Oh this one is a fun topic. I believe that all of us who are true blue writers can relate. When you’re writing to a screen is so much easier to express yourself than if you were to try and talk to someone directly about what you’re thinking or feeling.
I personally hand write letters to those I love out of state every week provided I can gain the time to do it. I don’t address the letters until AFTER I’ve finished writing everything that comes to mind during that time frame. I do that because I want to be free to write to them without worry about what they are going to think when they get the letter and read it. If I address it before I even begin then the words do not come out of me freely because I worry about what they are going to be thinking as they read what is going on in our world here. My life is not always a bed of roses, and I don’t want them to worry.
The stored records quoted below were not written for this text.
PR #1025, opened 2016-09-23
standardise link/counter names

eugeneia:
As discussed in #871 this PR the shorthands “rx” and “tx” are removed from link and counter (SHM) names and replaced with “input” and “output”. This change affects many modules and the changes to each module should be reviewed by their authors/maintainers.

The most notable change that the translation is reversed for link counters, e.g. rx is now output and tx is input, e.g.:
- input = packets enqueued on the link (was: tx = packets transmitted onto the link)
- output = packets dequeued from the link (was: rx = packets received off the link)

Depends on: #1019


lukego:
Great initiative! Have only given it a quick run-through but no problems jump out at me.

eugeneia:
See further discussion in #1030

We don’t have really any major issues to concern anyone, but there are times when we are literally ‘riding on faith’ to get through our days. We’re trusting in the fact that God will provide us with all that we need when we need it.
The Truth is Out
As a writer I’m a free talker and an open book. I call it like I see it. I don’t hold any punches. As a person, well, I hold back quite a bit until I get to know you. When I was younger I was always a straight shooter and didn’t hold back at all. I found out that people can’t handle my open bluntness. My bluntness was to ‘harsh’ because I gave compliments and criticism just as easily. There was no sugar coating anything.
I hated how fake some people acted around others growing up and I refused to be that way myself. Well, as I grew up, I realized that they weren’t really being fake so much as they were being considerate of other’s feelings. There’s a huge difference! So, I am more cautious about what I say to others. Now unless you ask me for my direct opinion I try like crazy to keep it to myself. (There are still some times when my mouth gets ahead of me.)
My Secret Passions
If you put me in a crowded room unless I have to be the center of attention for any reason, you can bank I’ll be in some corner watching all the action from all angels. I will be having a good time, but unless you know me well you’d probably think that I’m miserable and lonely. Yet, I love to people watch.
Yes, I was one of those people who could sit on the boardwalk of Myrtle Beach and just watch all the action and consider that fun! Shoot, I’ve written very and I do mean VERY long posts about how I was stuck sitting by the front doors of our local Walmart and the people watching that happened there was mighty scary compared to people watching in Myrtle Beach. (It is on a blog that I no longer use at all, ummmm…makes me want to write it again thinking about it now!)
I’m a country bumpkin in many ways, but given half the chance to get totally utterly decked out to hills I’m all in. I love to dress up in fancy shoes, dress, make-up, and have my hair done with fancy jewelry on. However, I wouldn’t love to have to do it day in and day out. I don’t love it as much as I did when I was skinnier, but that has more to do with the whole shopping process than believing I look good dressed up. So, “My Style” on my Pinterest is based off of what I envision happening one day with my body and looks verses what I am now.
Basically in a nut shell, my writing style makes me come across as outgoing and open and full of life. (If you catch me in the right mood, I do still fit that bill in person, but those are rare occasions.) However, in person, I’m actually more quiet and reserved.
What about you are you the same online verses in person?
I am totally the same person in real life as I am online. Ashley is, too. It’s funny, I’ve not met a lot of bloggers that I read daily in person, but some are very different than you’d think. I totally get that, too!! –Lisa
Lisa,
I’m so glad that you get that too. I feel ‘bolder’ online than I do in person. Of course, I’ve always been a writer. My husband literally gave me a notebook and a pen and told me to write my thoughts and feelings in it, and that’s how he ended up gaining all of my deep dark secrets and getting to know me more. It created a bond between us that will never be broken. Of course, it’s also opened my love of writing too.
I pretty much call it like I see it too. I’m incredibly shy and I think that shines through, even through my writings.
I’m actually easy going and one on one have no problem with talking with anyone. It’s just group settings that make me want to high in a corner.